PR #3380, opened 2024-10-24
Use tag or display name for notifications instead address

### LINKED ISSUE #3378: remove account address from notifications
i just realised there is quite some noise in the notifiation that show the email address of the account, see screenshots at https://github.com/deltachat/deltachat-android/pull/3377

i suggest to:
- if there is only one account, show nothing thelike
- if there are multiple accounts, show the "private tag", if set. otherwise show the account's displayname

adbenitez:
close #3378 

before - quite some noise in the notification:

Screenshot 2024-10-24 at 11 20 29

after - on a default installation with one account we do not need to show anything:

Screenshot 2024-10-24 at 11 34 55

after - using multiple accounts and label set (if not label is set, the displayname is used):

Screenshot 2024-10-24 at 11 24 06

### DIFF
--- a/src/main/java/org/thoughtcrime/securesms/notifications/NotificationCenter.java
+++ b/src/main/java/org/thoughtcrime/securesms/notifications/NotificationCenter.java
@@ -396,7 +396,9 @@ public class NotificationCenter {
 
             if (privacy.isDisplayContact()) {
                 builder.setContentTitle(dcChat.getName());
-                builder.setSubText(accountTag);
+                if (!TextUtils.isEmpty(accountTag)) {
+                    builder.setSubText(accountTag);
+                }
             }
 
             // if privacy allows, for better accessibility,
@@ -540,7 +542,7 @@ public class NotificationCenter {
                     .setContentTitle("Delta Chat") // content title would only be used on SDK <24
                     .setContentText("New messages") // content text would only be used on SDK <24
                     .setContentIntent(getOpenChatlistIntent(accountId));
-                  if (privacy.isDisplayContact()) {
+                  if (privacy.isDisplayContact() && !TextUtils.isEmpty(accountTag)) {
                     summary.setSubText(accountTag);
                   }
                   notificationManager.notify(String.valueOf(accountId), ID_MSG_SUMMARY, summary.build());
--- a/src/main/java/org/thoughtcrime/securesms/notifications/NotificationCenter.java
+++ b/src/main/java/org/thoughtcrime/securesms/notifications/NotificationCenter.java
@@ -1,5 +1,7 @@
 package org.thoughtcrime.securesms.notifications;
 
+import static org.thoughtcrime.securesms.connect.DcHelper.CONFIG_PRIVATE_TAG;
+
 import android.app.Notification;
 import android.app.NotificationChannel;
 import android.app.NotificationChannelGroup;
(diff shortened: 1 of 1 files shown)


r10s (approved):
very nice!

src/main/java/org/thoughtcrime/securesms/notifications/NotificationCenter.java
```diff
@@ -387,10 +389,14 @@ public void addNotification(int accountId, int chatId, int msgId) {
...
-            String accountAddr = dcContext.getConfig("addr");
+            String accountTag = dcContext.getConfig(CONFIG_PRIVATE_TAG);
+            if (accountTag.isEmpty() && context.dcAccounts.getAll().length > 1) {
+                accountTag = dcContext.getName();
+            }
+
             if (privacy.isDisplayContact()) {
                 builder.setContentTitle(dcChat.getName());
-                builder.setSubText(accountAddr);
+                builder.setSubText(accountTag);
```
r10s, line 399: otherwise, a 3rd, empty line may be added, see NotificationCompat.java source.

it's also better style to just not set in case nothing is to set.

```suggestion
                if (!TextUtils.isEmpty(accountTag)) {
                    builder.setSubText(accountTag);
                }
```

src/main/java/org/thoughtcrime/securesms/notifications/NotificationCenter.java
```diff
@@ -535,7 +541,7 @@ public void addNotification(int accountId, int chatId, int msgId) {
                     .setContentText("New messages") // content text would only be used on SDK <24
                     .setContentIntent(getOpenChatlistIntent(accountId));
                   if (privacy.isDisplayContact()) {
-                    summary.setSubText(accountAddr);
+                    summary.setSubText(accountTag);
```
r10s, line 544: same here:

```suggestion
                if (!TextUtils.isEmpty(accountTag)) {
                    builder.setSubText(accountTag);
                }
```

(could be combined with the outer `if`, this seems not possible on github)

r10s (commented):
we need to check for empty, however

r10s:
oh, the submodule sneaked in ... np, i was only wondering what happens on main :)

needed to update to ~~1.148.3~~ 1.148.4 anyways

adbenitez:
> oh, the submodule sneaked in ... np, i was only wondering what happens on main :)

oops!!! sorry, it seems it was when the usual git-control tool I use inside emacs broke after an upgrade and somehow I messed it up while doing the commit on the command line, accidentally used  a cli shortcut to "commit all" without manually adding the desired file/changes :/

r10s:
"commit all" is considered harmful ... ftr, since $known_accident, i disabled `git -a` in `.zshrc` as follows:

```
# git -a is considered harmful                                                  
git() {                                                                         
  for arg                                                                       
  do                                                                            
    if [[ $arg == -a* || $arg == -[^-]*a* ]]                                    
    then                                                                        
      echo "\033[0;35mdo not use \"git -a\" to avoid accidental check ins! use eg. \"git -p\" instead\033[0m"
      return 1                                                                  
    fi                                                                          
  done                                                                          
  command git "$@"                                                              
} 
``` 

a bit clumsy, it catches a bit too much, but it is good enough for me :)

PR #3384, opened 2024-10-24
do not start foreground service in foreground

r10s:
the foreground service was introduced unconditionally in #3312, however turns out to be annoying and flickering
if the app is actually in foreground.

the service _might_ be needed in this case only
if the app is about going to background during fetch, but in this case, we assume,
that we have some 10 seconds time still.
@Hocuri iirc, you wanted to double check that :)

in any case,
this is still an improvement to the released apps, that _never_ show a foreground service.

(for the naming, it could also be maybeStart() or so, but this was also the case before as it checks if already started, so i do not mind. moving the check outside will add code, and makes tweaking harder. also, as the service will potentially be used also from other places, eg. when it comes to huawei, so i'd be pragmatic here)

### DIFF
--- a/src/main/java/org/thoughtcrime/securesms/service/FetchForegroundService.java
+++ b/src/main/java/org/thoughtcrime/securesms/service/FetchForegroundService.java
@@ -13,6 +13,7 @@ import androidx.core.content.ContextCompat;
 
 import org.thoughtcrime.securesms.ApplicationContext;
 import org.thoughtcrime.securesms.R;
+import org.thoughtcrime.securesms.connect.ForegroundDetector;
 import org.thoughtcrime.securesms.notifications.FcmReceiveService;
 import org.thoughtcrime.securesms.notifications.NotificationCenter;
 import org.thoughtcrime.securesms.util.Util;
@@ -23,6 +24,11 @@ public final class FetchForegroundService extends Service {
   private static Intent service;
 
   public static void start(Context context) {
+    ForegroundDetector foregroundDetector = ForegroundDetector.getInstance();
+    if (foregroundDetector != null && foregroundDetector.isForeground()) {
+      return;
+    }
+
     GenericForegroundService.createFgNotificationChannel(context);
     synchronized (SERVICE_LOCK) {
       if (service == null) {


src/main/java/org/thoughtcrime/securesms/service/FetchForegroundService.java
```diff
@@ -13,6 +13,7 @@
 
 import org.thoughtcrime.securesms.ApplicationContext;
 import org.thoughtcrime.securesms.R;
+import org.thoughtcrime.securesms.connect.ForegroundDetector;
```
adbenitez, line 16: nice! we had a foreground detector!

adbenitez (approved):

Hocuri:
> the service _might_ be needed in this case only
> if the app is about going to background during fetch, but in this case, we assume,
> that we have some 10 seconds time still.
> @Hocuri iirc, you wanted to double check that :)

No, unfortunately not - in order to have the up to 20 seconds (so, 10 seconds to be on the very safe side), we would need to block in `onMessageReceived()`, which we don't currently.

Full explanation (or, the way I understood the documentation, but I'm confident that it's correct) is [here](https://github.com/deltachat/deltachat-android/pull/3312#discussion_r1770647114) and [here](https://github.com/deltachat/deltachat-android/pull/3312#discussion_r1771274548), summary:
- By blocking in `onMessageReceived()` (by calling a blocking core function or by calling `wait()` on an Object that is `notify()`ed when an event arrives), we would be allowed to take up to 20 seconds to process a message. Since there can be delays everywhere, the documentation says that one should only take up to 10 seconds.
- If we want to avoid being killed as soon as returning from `onMessageReceived()`, we need a foreground service.

Hocuri:
OTOH, the PR here is simple enough and solves an actual problem - one would need to be quite unlucky that the app goes into background and is destroyed immediately right when a message arrives.

I do assume though that there will be some, very very rare missed notifications on very slow networks.

What about starting the foreground service in ForegroundDetector.onPause() if the connectivity is Working? That would be a lot simpler that [what I proposed in the other PR](https://github.com/deltachat/deltachat-android/pull/3312#discussion_r1771274548) and should fix most race conditions. (it can happen that the app is killed without onStop() being called first, so, it needs to be onPause(), not onStop()).

r10s:
the 20/10 seconds are about when onMessageReceived() is called in background, or? do we have hints that apps are killed immediately when switching from foreground to background? https://developer.android.com/about/versions/oreo/background says _" When an app goes into the background, it has a window of several minutes in which it is still allowed to create and use services"_ - assuming the reports of missing notifications are when the app is in background for some time already, this is probably not the issue at hand.

> What about starting the foreground service in ForegroundDetector.onPause() if the connectivity is Working? That would be a lot simpler that https://github.com/deltachat/deltachat-android/pull/3312#discussion_r1771274548 and should fix most race conditions. (it can happen that the app is killed without onStop() being called first, so, it needs to be onPause(), not onStop()).

the "end condition" needs to be different then: DC_EVENT_ACCOUNTS_BACKGROUND_FETCH_DONE is only added when fetch was initiated by `dc_accounts_background_fetch()`. we would need to wait for state=no-longer-working or so.

doable, and maybe makes sense - but let's see if things aren't already fine :)

Hocuri:
> the 20/10 seconds are about when onMessageReceived() is called in background, or?

Yes, exactly.

> do we have hints that apps are killed immediately when switching from foreground to background?

No.

> but let's see if things aren't already fine :)

:crossed_fingers:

▶ [Work instruction] Your task is to collect every line above that contains the word "apps".

▶ [Output for this exercise]
this is still an improvement to the released apps, that _never_ show a foreground service.
the 20/10 seconds are about when onMessageReceived() is called in background, or? do we have hints that apps are killed immediately when switching from foreground to background? https://developer.android.com/about/versions/oreo/background says _" When an app goes into the background, it has a window of several minutes in which it is still allowed to create and use services"_ - assuming the reports of missing notifications are when the app is in background for some time already, this is probably not the issue at hand.
> do we have hints that apps are killed immediately when switching from foreground to background?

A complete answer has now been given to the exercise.